Der biografische Hintergrund – Flussers Wiederauswanderung aus Brasilien – ist Subtext. Man könnte umgekehrt sagen: Subjektiv relevante Entscheidungen treten in abendländisch philosophischer Einkleidung auf. Wir Deutschen pflegen so etwas manchmal mit der Redewendung zu kommentieren, man solle etwas nicht so hoch hängen.

Typisch für Flussers Vorgehen ist angesichts der komplexen Materie eine radikale Einfachheit des Spiels mit drei Elementen. Ihn interessiert Engagement als Bewegung, im Moment der existentiellen Entscheidung für oder gegen Engagement.

Im  allgemeinen Sprachverständnis gehört zum Engagement nicht ohne Grund Loyalität, Zuverlässigkeit, ein daran Festhalten auch gegen Widerstände, vielleicht sogar durch dick und dünn. Andernfalls muss man ein abschwächendes Attribut vorausschicken. Flusser interessiert daran stattdessen die Kombination zweier konträrer Verhaltensweisen: Sich assimilieren und auf die neue Bedingung verändernd einwirken (33), wie er an der Immigration zeigt.

Auf dieser Abstraktionsebene sind ganz individuelle Mischungen denkbar. Sie ergeben immer eine entsprechende Haltung, die aber auch den Radius oder die Intensität der Einwirkung  begrenzt. Ich erinnere mich dabei an den Fall eines anderen jüdischen Immigranten in Brasilien, der dort sein restliches Leben erfolgreich dem Aufbau einer literarischen Infrastruktur gewidmet hat. Wenn ich Studien, nicht nur von Michael Hanke, glaube, hat Flusser sich in den dreißig Jahren nur oberflächlich an das Land  assimiliert – ein Wort, das er gar nicht mochte. Was ist im Grunde dortvon ihm geblieben, außer das Bedürfnis von Nachgeborenen, ihn für ihr Land zu reklamieren, ganz so, wie er es an den Pragern 1990 belächelt hat?
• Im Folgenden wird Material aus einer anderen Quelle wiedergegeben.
PR #883, opened 2017-05-27
Normalize sura names (Arabic)

fikr4n:
The problem is that searching sura in Jump dialog by typing sometimes fails to match, it seems the problem is (1) the way the string compared and (2) sura names itself. In this commit I try to cover the problem (2) by normalizing the sura name by unicode NFKC and change some alef (ا) to alef with hamza below (إ). I create a separate PR instead of include it in #882 because I am not native to Arabic and not really sure how users in Arabic locale type sura name, so that I need your consideration.

### DIFF
--- a/app/src/main/res/values-ar/sura_names.xml
+++ b/app/src/main/res/values-ar/sura_names.xml
@@ -6,9 +6,9 @@
         <item>آل عمران</item>
         <item>النساء</item>
         <item>المائدة</item>
-        <item>اﻷنعام</item>
-        <item>اﻷعراف</item>
-        <item>اﻷنفال</item>
+        <item>الأنعام</item>
+        <item>الأعراف</item>
+        <item>الأنفال</item>
         <item>التوبة</item>
         <item>يونس</item>
         <item>هود</item>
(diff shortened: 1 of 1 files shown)


WailB:
I have faced this issue in my Quran app. The way I handled it is to provide two types of searches, approximation and exact. Exact is clear where the user have to enter the exact letters including whether hamza is above or below etc. While approximation ignores أ و ي and all their derivatives while maintaining the same position in the word as empty. So for example, the word مؤمنون will be searched as م من ن the spaces in between can be any letter as long the word consist of those letters in that order and the word is 6 letters long.

ahmedre:
not against adding `إ` where we don't have it yet (ex infitar, inshiqaq) but am curious as to how the others are different (i.e. some of the lines look exactly the same - why is the unicode character you replaced more normalized than the existing one?)

as @WailB said, we do something similar for search across the Arabic text - so there are two columns in the database, one for normalized text and one for actual text. normalized text has no tashkeel at all, whereas actual text does. i think (not sure if we do, if we don't, we should fix it) that we normalize the search string also and compare against the normalized text.

not against merging this, just would love more of an explanation on the question above - jazakAllah khairan!

fikr4n:
> some of the lines look exactly the same

They are visually identical and render exactly the same glyphs. However, the old strings are one character while the normalized ones are two characters. I tried typing ل and then أ, it entered as two characters so that they didn't matched the one character (unnormalized) ﻷ. However, I don't usually use Arabic in my phone (and I am not fluent in Arabic language), so that I leave the decision to those who use Arabic.

fikr4n:
> not against adding `إ` where we don't have it yet (ex infitar, inshiqaq)

Alhamdulillah it is not merged yet. I found it was my mistake as these two are actually *alef* (*hamza wasl*), it was a mistake to change them to *hamza under alef*. So I revert it.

Flusser stellt nicht mehr als einen Rahmen auf, eine Handlungsmaxime, die hinreichend allgemein und schlüssig, in sich kohärent zu sein scheint. Im Unterricht habe ich diesen Text gerade wegen seiner abstrakten Linearität, seiner Skizzenhaftigkeit und seiner Aufbruchsstimmung jungen Erwachsenen vorgesetzt. Er ist in seinem lakonischen Ton und elementaren Charakter erfrischend.

Für eine philosophische Erarbeitung des Phänomens „Engagement“ bietet er nur einen allerersten Anfang. So ist etwa von Verantwortung, Mitverantwortung, Verpflichtung, Gegenständen und Fähigkeiten noch gar nicht die Rede. Er ist ein Impulstext.